We take that to mean Dr. De Rossi didn’t especially relish the idea of settling back into a more purely administrative role after several years of visionary risk-taking: attracting an impressive board of directors (stacked with several current and former 32MI), securing a $32 million naming gift for the school, establishing a network of High Point University health practices and building an innovative experience-based curriculum. Still, it’s an opportunity he’s grateful to have had, citing “the invaluable skills and insights I’ve gained [thanks to] the nurturing environment and collaborative spirit of the dental school and the team.”
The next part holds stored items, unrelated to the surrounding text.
PR #22862, opened 2026-02-23
refac(artifact): Add `manifest` package for extensibility using registry pattern

vg006:
# Comprehensive Summary of your change

Fixes #22847

This PR refactors the `artifact` package within the controller as suggested in the issue.

## Summary of changes

1. Removed private methods in the `src/controller/artifact/abstract.go`
   
    - `abstractManifestV1Metadata()` - Docker V1 / schema1
    - `abstractManifestV2Metadata()` - Docker V2 / OCI image manifest
    - `abstractIndexMetadata()` - OCI index / Docker manifest list

2. Add `ManifestAbstractor` interface
    ```go
    type ManifestAbstractor interface {
	    // AbstractManifest abstracts the metadata for the specific artifact type into the artifact model,
	    AbstractManifestMetadata(ctx context.Context, artifact *artifact.Artifact, content []byte) error
    }
    ```
3. Add `image` package to handle different manifests type, referencing an image.
    ```bash  
    manifest/
    ├── image/
    │   ├── docker_v1.go  # Docker V1 / schema1
    │   ├── docker_v2.go  # Docker V2 / OCI image manifest
    │   └── index.go      # OCI index / Docker manifest list
   └── manifest.go   # Manifest Abstract interface & registry
    ```

- [x] Add `ManifestAbstractor` interface and utilities `Register` and `Get`.
- [x] Refactored the `artifact` package with `image` package.
- [ ] Add test files to each manifest abstractors.

---
Please indicate you've done the following:
- [ ] Well Written Title and Summary of the PR
- [ ] Label the PR as needed. "release-note/ignore-for-release, release-note/new-feature, release-note/update, release-note/enhancement, release-note/community, release-note/breaking-change, release-note/docs, release-note/infra, release-note/deprecation"
- [ ] Accepted the DCO. Commits without the DCO will delay acceptance.
- [ ] Made sure tests are passing and test coverage is added if needed.
- [ ] Considered the docs impact and opened a new docs issue or PR with docs changes if needed in [website repository](https://github.com/goharbor/website).

PR #23647, opened 2026-07-30
Refactor manifest abstraction into a registry

### LINKED ISSUE #22847: Refactor manifest abstraction in Abstractor to use registry pattern
**Is your feature request related to a problem?**

`src/controller/artifact/abstractor.go` handles metadata extraction for different manifest types via a hardcoded `switch` statement in `AbstractMetadata()`. Adding support for a new manifest type (e.g., Docker attestation manifests) requires modifying this method directly, violating the Open/Closed Principle.

Resolving this issue will make it easier to support  [Docker attestation manifests. ](https://github.com/moby/buildkit/blob/master/docs/attestations/slsa-provenance.md)

**Background**
Currently, three manifest formats are handled by private methods on the `abstractor` struct:

- `abstractManifestV1Metadata()` — Docker V1 / schema1
- `abstractManifestV2Metadata()` — Docker V2 / OCI image manifest
- `abstractIndexMetadata()` — OCI index / Docker manifest list

Each has different dependency requirements (e.g., V1 needs `blob.Manager`, index needs `artifact.Manager`, V2 needs neither), yet they all live as methods on the same struct.

**Motivation**

Adding support for Docker attestation manifests as a fourth manifest type. 
It is also likely that additional manifest formats will need to be supported in the future. The current switch-based dispatch makes each addition a modification to core logic rather than an extension.

**Proposed solution**

Harbor already has a well-established pattern for this exact problem: the artifact **processor** registry in `src/controller/artifact/processor/processor.go`. Processors use:

The manifest abstraction layer should adopt the same pattern:

**Benefits**

- **Conformity with existing architecture** — uses the same registry + `init()` pattern already proven by artifact processors, reducing cognitive overhead for contributors
- **Open/Closed** — new manifest types are added by registering a new implementation, not by editing dispatch logic
- **Dependency isolation** — each manifest abstractor carries only the dependencies it needs (V1 needs `blob.Manager`, index needs `artifact.Manager`) instead of a single struct holding all of them
- **Testability** — each manifest abstractor becomes independently unit-testable behind an interface

**Files affected**

- `src/controller/artifact/abstractor.go` — replace switch with registry lookup
- New files for registry definition and per-type manifest abstractors (within the same package or a sub-package, depending on maintainer preference)
- `src/controller/artifact/controller.go` — add blank imports if sub-packages are used

**Additional context**

This is a pure refactor of internal dispatch logic. The `Abstractor` interface exposed to the rest of the codebase (`AbstractMetadata(ctx, artifact) error`) remains unchanged. The processor delegation on the last line of `AbstractMetadata()` is also unaffected.

Vad1mo:
Fixes #22847

`AbstractMetadata()` dispatched on manifest media type through a hardcoded `switch`, with the three abstraction bodies as private methods on `abstractor`. Every new manifest format meant editing core dispatch logic, and the struct carried the union of every dependency: `blob.Manager` for schema1, `artifact.Manager` for indexes, neither for v2.

This moves the three formats behind an interface in a new `controller/artifact/manifest` package, keyed by media type, using the registry pattern the artifact processors already use.

```
manifest/
├── manifest.go  # Abstractor interface, Registry, Register, Get
├── v1.go        # docker manifest v1 / schema1     (blob.Manager)
├── v2.go        # OCI image manifest / docker v2   (no deps)
└── index.go     # OCI index / docker manifest list (artifact.Manager)
```

No behaviour change: the same media types are accepted and the same metadata is produced.

## What this opens up

- **New manifest formats become registrations, not edits.** Anything needing its own metadata extraction — future OCI additions, artifact/referrers handling, vendor-specific formats — registers an implementation instead of growing the switch and the dependency union on a single struct.
- **Each abstractor is independently testable.** Constructors are exported and take their dependencies, so an abstractor can be driven directly with mocks (see `manifest/abstractor_test.go`) instead of only through the full `AbstractMetadata` path.
- **Downstream can extend without patching core.** Distributions and forks can register their own abstractor rather than carrying a permanent diff on `abstractor.go`.

## Design notes

- `Get` returns an error instead of falling back to a default. `processor.Get` defaults, which is right for artifact types; guessing at an unknown manifest format would corrupt the artifact model. The error now carries `errors.UNSUPPORTED` rather than being untyped.
- Flat package, no sub-packages. `controller/artifact` imports `manifest` by name, so the `init()` registrations cannot be silently missed the way a forgotten blank import would leave the registry empty.
- `schema1.MediaTypeManifest` is left unregistered to match the current switch exactly. It is accepted elsewhere in the tree (`pkg/registry/client.go`, `replication/transfer/image/transfer.go`), so it may be a real gap — but that is a behaviour change and belongs in its own PR.

Supersedes #22862, with thanks to @vg006.

## Testing

`go test ./src/controller/artifact/...` green; the existing `abstractorTestSuite` is unchanged in behaviour and now populates `manifest.Registry` with mock-backed abstractors, mirroring how it already replaces `processor.Registry`. New tests cover the registry, each abstractor, and the bootstrap itself (an empty registry would break every push). 94.9% statement coverage on the new package. `golangci-lint`, `gofmt` and `go vet` clean.

---

### DIFF
--- a/src/controller/artifact/manifest/index.go
+++ b/src/controller/artifact/manifest/index.go
@@ -1,0 +1,98 @@
+// Copyright Project Harbor Authors
+//
+// Licensed under the Apache License, Version 2.0 (the "License");
+// you may not use this file except in compliance with the License.
+// You may obtain a copy of the License at
+//
+//    http://www.apache.org/licenses/LICENSE-2.0
+//
+// Unless required by applicable law or agreed to in writing, software
+// distributed under the License is distributed on an "AS IS" BASIS,
+// WITHOUT WARRANTIES OR CONDITIONS OF ANY KIND, either express or implied.
+// See the License for the specific language governing permissions and
+// limitations under the License.
+
+package manifest
+
+import (
+	"context"
+	"encoding/json"
+
+	"github.com/docker/distribution/manifest/manifestlist"
+	v1 "github.com/opencontainers/image-spec/specs-go/v1"
+
+	"github.com/goharbor/harbor/src/lib/log"
+	"github.com/goharbor/harbor/src/pkg"
+	"github.com/goharbor/harbor/src/pkg/artifact"
+)
+
+func init() {
+	mediaTypes := []string{v1.MediaTypeImageIndex, manifestlist.MediaTypeManifestList}
+	if err := Register(NewIndex(pkg.ArtifactMgr), mediaTypes...); err != nil {
+		log.Errorf("failed to register the abstractor for manifest media types %v: %v", mediaTypes, err)
+	}
+}
+
+// indexAbstractor abstracts artifacts enveloped by OCI index or docker manifest list.
+type indexAbstractor struct {
+	artMgr artifact.Manager
+}
+
+// NewIndex returns an abstractor for OCI indexes and docker manifest lists.
+func NewIndex(artMgr artifact.Manager) Abstractor {
+	return &indexAbstractor{artMgr: artMgr}
+}
+
+func (a *indexAbstractor) Abstract(ctx context.Context, art *artifact.Artifact, content []byte) error {
+	// the identity of index is still in progress, we use the manifest mediaType
+	// as the media type of artifact
+	art.MediaType = art.ManifestMediaType
+
+	index := &v1.Index{}
+	if err := json.Unmarshal(content, index); err != nil {
+		return err
+	}
+
+	/*
+		https://github.com/opencontainers/distribution-spec/blob/v1.1.0/spec.md#listing-referrers
+		For referrers list, If the artifactType is empty or missing in an index, the artifactType MUST be omitted.
+	*/
+	if index.ArtifactType != "" {
+		art.ArtifactType = index.ArtifactType
+	} else {
+		art.ArtifactType = ""
+	}
+
+	// set annotations
+	art.Annotations = index.Annotations
+
+	art.Size += int64(len(content))
+	// populate the referenced artifacts
+	for _, mani := range index.Manifests {
+		digest := mani.Digest.String()
+		// make sure the child artifact exist
+		ar, err := a.artMgr.GetByDigest(ctx, art.RepositoryName, digest)
+		if err != nil {
+			return err
+		}
+		art.Size += ar.Size
+		art.References = append(art.References, &artifact.Reference{
+			ChildID:     ar.ID,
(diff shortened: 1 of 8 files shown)


src/controller/artifact/manifest/index.go
```diff
@@ -0,0 +1,97 @@
...
+
+	"github.com/goharbor/harbor/src/lib/log"
+	"github.com/goharbor/harbor/src/pkg"
+	"github.com/goharbor/harbor/src/pkg/artifact"
+)
+
+func init() {
+	mediaTypes := []string{v1.MediaTypeImageIndex, manifestlist.MediaTypeManifestList}
+	if err := Register(NewIndex(pkg.ArtifactMgr), mediaTypes...); err != nil {
+		log.Errorf("failed to register the abstractor for manifest media types %v: %v", mediaTypes, err)
```
wy65701436: log.fatalf?

If Register fails here we only log the error and continue, which means the media types stay unregistered and every push/pull of that manifest type fails later at runtime with "unsupported manifest media type" — pretty far from the real cause.

Vad1mo: Agreed on the failure mode, fixed in d3df3f8 — with `panic` rather than `log.Fatalf`, for two reasons specific to this call site:

- `init()` runs before `main()` configures logging, so a `log.Fatalf` here goes out with default settings and then `os.Exit(1)`s without any trace of *which* registration failed. `panic` keeps the stack pointing at the offending `init`. There is also no `log.Fatal*` inside any `init()` in `src/` today; all 15 existing calls are in `main()` after logging is set up.
- The only reachable failure is a duplicate registration introduced by a future edit (the media-type lists are literals), which is a programming error rather than an operational condition.

Either way the instance now refuses to start instead of 500ing every push of that media type at runtime. The `Register` doc comment states the contract.

Worth noting the same log-and-continue pattern exists at all five `processor.Register` sites (`image/index.go:36`, `image/manifest_v2.go:45`, `image/manifest_v1.go:31`, `wasm/wasm.go:53`, `sbom/sbom.go:41`). It is less dangerous there because `processor.Get` falls back to the default processor, so I left them alone to keep this PR small — happy to fix those in a follow-up if wanted.

Vad1mo: addressed thank you

chlins (approved):
lgtm

wy65701436 (approved):
lgtm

What’s next? “I’m 54, and I’m at a stage where I need to give my gift away, meaning taking everything I’ve learned and paying it forward.” Without getting too specific, he says it likely means doing something more entrepreneurial, ideally at the intersection of dental and physician health care. Having successfully challenged the status quo in the hidebound world of academia, he’ll surely shake something up. We’ll be watching.

Ann Battrell (1959–2023)
Former CEO, American Dental Hygienists’ Association
2020: No. 21

Battrell’s passing in June of last year was met with enormous sadness and left a void in dental hygiene advocacy. The widely respected leader was the the first registered dental hygienist and first former ADHA president to become its CEO. She first joined the organization in 2000 as manager of education and was named director of education four years later. In 2009, the ADHA’s board named her executive director, then CEO in 2016. Her accomplishments—besides leading the charge to get hygienists safely back to work during the pandemic—include expanding the ADHA’s education offerings, working to broaden dental hygiene curricula, improving access to care and advocating to widen the scope for dental hygienists to practice to the fullest extent of their education. As a result, she became, for many, the voice of the profession.

Lawrence Tabak
Former Acting Director, National Institutes of Health
Last year: No. 3

Dr. Tabak became the highest-ranking dentist in the federal government when he was tapped for acting directorship of the NIH in December 2021—a position he held until November 2023, a not inconsiderable amount of time. By all accounts, he was more than just a warm body filling the seat. The confirmation of trailblazing President Biden pick Dr. Monica Bertagnolli as permanent director—whom Dr. Tabak had voiced past support for, conceivably even playing a role in her nomination—ended his tenure. He has declined comment in the past, or the NIH has declined to make him available, which is understandable in today’s divisive political times. But he is the former policy and budget honcho of the world’s largest biomedical research agency, and we’d be remiss not to note his influence as he leaves our list and settles back into his administrative role as Principal Deputy Director and researcher. —Edward Kobesky

Benco Dental, the publisher of Incisal Edge, maintains business relationships like partnerships and distribution agreements with several firms and organizations on this year’s list, including Align Technology, DCI, Dentsply Sirona, Glidewell, NSK, Overjet AI, Planmeca, SprintRay, Solventum and Straumann. In addition, Benco Managing Director Charles Cohen is an investor in Dental Innovation Alliance.